■ RECORDS SHOWN:
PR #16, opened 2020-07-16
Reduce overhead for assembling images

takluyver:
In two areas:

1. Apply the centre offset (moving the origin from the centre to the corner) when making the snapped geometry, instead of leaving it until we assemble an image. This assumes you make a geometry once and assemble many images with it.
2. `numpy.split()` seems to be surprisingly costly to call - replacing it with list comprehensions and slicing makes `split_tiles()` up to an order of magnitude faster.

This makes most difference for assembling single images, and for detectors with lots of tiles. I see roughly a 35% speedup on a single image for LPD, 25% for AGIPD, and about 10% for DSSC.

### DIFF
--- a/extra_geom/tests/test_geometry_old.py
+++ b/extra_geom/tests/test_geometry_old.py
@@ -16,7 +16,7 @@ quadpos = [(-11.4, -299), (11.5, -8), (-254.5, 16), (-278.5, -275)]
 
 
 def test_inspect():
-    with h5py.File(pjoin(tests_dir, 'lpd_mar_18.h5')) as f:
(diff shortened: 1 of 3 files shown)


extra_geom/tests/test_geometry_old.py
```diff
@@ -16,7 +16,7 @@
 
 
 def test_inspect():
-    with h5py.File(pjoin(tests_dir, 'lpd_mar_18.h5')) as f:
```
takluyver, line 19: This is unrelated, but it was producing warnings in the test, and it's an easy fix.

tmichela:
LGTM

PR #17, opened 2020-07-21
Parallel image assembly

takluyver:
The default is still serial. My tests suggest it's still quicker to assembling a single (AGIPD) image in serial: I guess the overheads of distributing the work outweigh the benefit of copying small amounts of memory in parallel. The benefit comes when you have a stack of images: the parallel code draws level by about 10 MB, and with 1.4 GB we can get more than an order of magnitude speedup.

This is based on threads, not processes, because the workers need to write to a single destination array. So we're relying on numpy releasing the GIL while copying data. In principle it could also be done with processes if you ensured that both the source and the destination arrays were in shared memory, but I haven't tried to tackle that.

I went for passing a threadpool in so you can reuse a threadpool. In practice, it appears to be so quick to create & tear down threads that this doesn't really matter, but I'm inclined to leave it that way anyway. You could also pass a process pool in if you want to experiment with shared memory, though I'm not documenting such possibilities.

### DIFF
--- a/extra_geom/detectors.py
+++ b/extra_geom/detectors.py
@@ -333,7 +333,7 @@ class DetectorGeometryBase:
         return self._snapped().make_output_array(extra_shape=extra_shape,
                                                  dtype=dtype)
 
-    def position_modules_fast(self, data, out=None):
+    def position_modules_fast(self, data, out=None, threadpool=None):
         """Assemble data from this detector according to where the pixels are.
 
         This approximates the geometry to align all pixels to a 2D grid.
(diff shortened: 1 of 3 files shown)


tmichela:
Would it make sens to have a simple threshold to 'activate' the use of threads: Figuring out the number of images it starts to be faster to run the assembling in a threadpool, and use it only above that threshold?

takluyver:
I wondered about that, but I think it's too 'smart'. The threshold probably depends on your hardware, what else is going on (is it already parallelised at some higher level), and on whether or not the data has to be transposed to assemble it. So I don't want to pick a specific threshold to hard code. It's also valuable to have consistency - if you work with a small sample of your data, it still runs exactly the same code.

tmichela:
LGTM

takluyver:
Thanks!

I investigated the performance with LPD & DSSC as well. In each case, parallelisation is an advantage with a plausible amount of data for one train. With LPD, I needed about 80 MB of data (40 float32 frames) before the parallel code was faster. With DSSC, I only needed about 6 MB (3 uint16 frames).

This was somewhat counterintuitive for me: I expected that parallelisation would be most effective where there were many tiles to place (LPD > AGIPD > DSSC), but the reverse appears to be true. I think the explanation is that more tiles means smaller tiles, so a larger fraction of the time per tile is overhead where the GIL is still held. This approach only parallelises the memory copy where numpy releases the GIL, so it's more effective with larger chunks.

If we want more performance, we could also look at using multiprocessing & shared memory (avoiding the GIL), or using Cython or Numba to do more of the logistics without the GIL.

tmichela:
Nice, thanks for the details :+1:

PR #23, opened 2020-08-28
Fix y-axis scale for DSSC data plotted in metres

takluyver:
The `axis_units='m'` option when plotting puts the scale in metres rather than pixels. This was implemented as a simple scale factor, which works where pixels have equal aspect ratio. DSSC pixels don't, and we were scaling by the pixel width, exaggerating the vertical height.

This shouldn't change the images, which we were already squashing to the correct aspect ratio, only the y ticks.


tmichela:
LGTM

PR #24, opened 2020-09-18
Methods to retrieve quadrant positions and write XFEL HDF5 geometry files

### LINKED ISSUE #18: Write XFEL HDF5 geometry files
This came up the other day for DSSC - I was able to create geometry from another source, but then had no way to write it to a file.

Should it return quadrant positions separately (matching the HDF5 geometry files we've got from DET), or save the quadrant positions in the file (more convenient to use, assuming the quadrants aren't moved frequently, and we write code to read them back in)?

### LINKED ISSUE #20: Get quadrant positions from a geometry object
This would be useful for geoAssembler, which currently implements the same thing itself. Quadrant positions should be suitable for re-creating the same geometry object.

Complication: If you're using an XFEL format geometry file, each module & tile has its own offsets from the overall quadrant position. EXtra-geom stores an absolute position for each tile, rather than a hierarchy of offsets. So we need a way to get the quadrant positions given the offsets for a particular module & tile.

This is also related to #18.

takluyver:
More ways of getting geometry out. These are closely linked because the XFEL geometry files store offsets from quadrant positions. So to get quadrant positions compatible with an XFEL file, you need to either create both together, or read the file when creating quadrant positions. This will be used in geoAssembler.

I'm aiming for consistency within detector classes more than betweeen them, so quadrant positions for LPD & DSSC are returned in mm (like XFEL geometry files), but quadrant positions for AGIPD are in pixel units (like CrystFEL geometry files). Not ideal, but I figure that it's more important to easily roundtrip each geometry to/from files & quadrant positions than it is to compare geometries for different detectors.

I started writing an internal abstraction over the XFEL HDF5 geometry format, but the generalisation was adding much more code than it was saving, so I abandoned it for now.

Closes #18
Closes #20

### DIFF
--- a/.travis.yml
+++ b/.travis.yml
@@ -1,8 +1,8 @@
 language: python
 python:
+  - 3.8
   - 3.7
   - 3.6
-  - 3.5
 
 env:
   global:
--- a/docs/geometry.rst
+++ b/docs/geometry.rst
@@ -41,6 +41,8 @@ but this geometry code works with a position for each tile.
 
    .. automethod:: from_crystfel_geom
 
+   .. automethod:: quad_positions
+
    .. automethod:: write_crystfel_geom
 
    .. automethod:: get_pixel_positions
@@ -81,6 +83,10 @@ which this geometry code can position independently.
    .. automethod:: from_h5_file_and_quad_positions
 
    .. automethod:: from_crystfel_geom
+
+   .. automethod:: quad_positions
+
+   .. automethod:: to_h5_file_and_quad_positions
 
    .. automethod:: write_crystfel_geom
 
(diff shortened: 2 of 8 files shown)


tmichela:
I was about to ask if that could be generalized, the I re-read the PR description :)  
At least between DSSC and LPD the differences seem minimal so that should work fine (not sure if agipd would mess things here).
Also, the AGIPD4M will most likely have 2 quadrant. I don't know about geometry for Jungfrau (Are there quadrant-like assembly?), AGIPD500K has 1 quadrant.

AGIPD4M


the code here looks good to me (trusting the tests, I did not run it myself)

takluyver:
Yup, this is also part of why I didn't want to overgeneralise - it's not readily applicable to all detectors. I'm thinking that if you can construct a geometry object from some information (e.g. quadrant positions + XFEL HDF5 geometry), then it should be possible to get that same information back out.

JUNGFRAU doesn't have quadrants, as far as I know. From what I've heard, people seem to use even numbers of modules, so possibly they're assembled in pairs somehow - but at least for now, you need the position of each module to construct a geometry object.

■ WHAT YOU WILL DO:
Show me all lines in the records that contain "makes".

■ COMPLETED TASK:
2. `numpy.split()` seems to be surprisingly costly to call - replacing it with list comprehensions and slicing makes `split_tiles()` up to an order of magnitude faster.
This makes most difference for assembling single images, and for detectors with lots of tiles. I see roughly a 35% speedup on a single image for LPD, 25% for AGIPD, and about 10% for DSSC.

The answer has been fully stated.